◆ **Problem details**: Only an exact copy of the records, from the line with "No API changes." through the last line, is wanted.
------------------------------------------------------------------------
PR #1, opened 2018-07-12
Bump Cockpit test API to 172

martinpitt:
No API changes.


martinpitt:
The test failure is unrelated. Our recent fedora-28 image refresh brought in a podman version that broke its varlink interface; I can also reproduce this on master. So I'll land this as the damage is already done.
------------------------------------------------------------------------
◆ **Written reply**:
No API changes.


martinpitt:
The test failure is unrelated. Our recent fedora-28 image refresh brought in a podman version that broke its varlink interface; I can also reproduce this on master. So I'll land this as the damage is already done.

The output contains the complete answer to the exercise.